Да, в начале XIX века, когда этот квартал не был ещё кварталом «красных фонарей», по обеим сторонам переулков, сбегающих от Сретенки к Цветному бульвару, были рассыпаны маленькие разноцветные домики, построенные, как отмечал их современник, «назло всем правилам архитектуры и, может быть, потому ещё более красивые». Во дворах, кое-как огороженных, стояли деревья, а на привязанных к ним верёвках сохли после стирки простыни, наволочки, платки и подштанники.

Изгнание притонов разврата из Сретенской части в Москве, так же как и удаление в 1884 году проституток из домов на Невском проспекте в Петербурге, конечно, не означало искоренения проституции в столицах.

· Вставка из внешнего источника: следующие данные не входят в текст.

PR #253, opened 2021-03-30
csi: NodeGetVolumeStats fetch stats from Statfs

raunakkumar:
- with large scale setups, polling csp every minute to fetch stats causes bottleneck to the CSPs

После удаления с Драчёвки притоны в Москве получили новые адреса, расположенные подальше от центра. Были они разные: дорогие и дешёвые, шикарные и убогие. В повести А. И. Куприна «Яма» можно найти описание как того, так и другого. В дорогом мы видим ковёр и белую дорожку на лестнице; в передней чучело медведя, держащее в протянутых лапах деревянное блюдо для визитных карточек; в танцевальном зале паркет, на окнах малиновые шёлковые тяжёлые занавеси и тюль, вдоль стен белые с золотом стулья и зеркала в золочёных рамах; есть два кабинета с коврами, диванами и мягкими атласными пуфами; в спальнях голубые и розовые фонари, канаусовые одеяла и чистые подушки; обитательницы одеты в открытые бальные платья, опушённые мехом, или в дорогие маскарадные костюмы гусаров, пажей, рыбачек, гимназисток, и большинство из них — остзейские немки — крупные, белотелые, грудастые, красивые женщины… Здесь берут за визит 3 рубля, а за всю ночь — 10… Дешёвый «посещают солдаты, мелкие воришки, ремесленники и вообще народ серый и где берут за время пятьдесят копеек и меньше». Здесь «грязно и скудно: пол в зале кривой, облупленный и занозистый, окна завешены красными кумачовыми кусками; спальни, точно стойла, разделены тонкими перегородками, не достающими до потолка, а на кроватях, сверх сбитых сенников, валяются скомканные кое-как, рваные, темные от времени, пятнистые простыни и дырявые байковые одеяла; воздух кислый и чадный, с примесью алкогольных паров и запаха человеческих испражнений; женщины, одетые в цветное ситцевое тряпьё или в матросские костюмы, по большей части хриплы или гнусавы, с полупровалившимися носами, с лицами, хранящими следы вчерашних побоев и царапин и наивно раскрашенными при помощи послюнённой красной коробочки от папирос». Как ни странно, но и этот «товар» находил спрос.

На проституток, искавших клиентов на улицах и не состоявших в притонах, в полиции заводились специальные журналы, в которые записывались их фамилии, имена, отчества и звание, номер санитарного альбома, или, по-нашему, истории болезни, адрес и кое-какие дополнительные сведения. В Москве с разрешения обер-полицмейстера существовали квартиры для свиданий мужчин и женщин. К местам расположения их предъявлялись определённые требования. Об этом свидетельствует заключение, сделанное полицией по письму анонима, сообщившего в августе 1896 года о притоне разврата в Богословском переулке на Бронной. В заключении указывалось на то, что «квартиры эти от ближайшей церкви находятся на расстоянии 80 сажен и имеют подъезды с улицы совершенно отдельные». Следовательно, этих признаков было достаточно для того, чтобы не предъявлять претензии к содержателям «домов свиданий». Не в обиде была и церковь: от публичного дома, как и от пивной, её отделяло необходимое количество сажен. Одни вводили в грех, другие грех отпускали.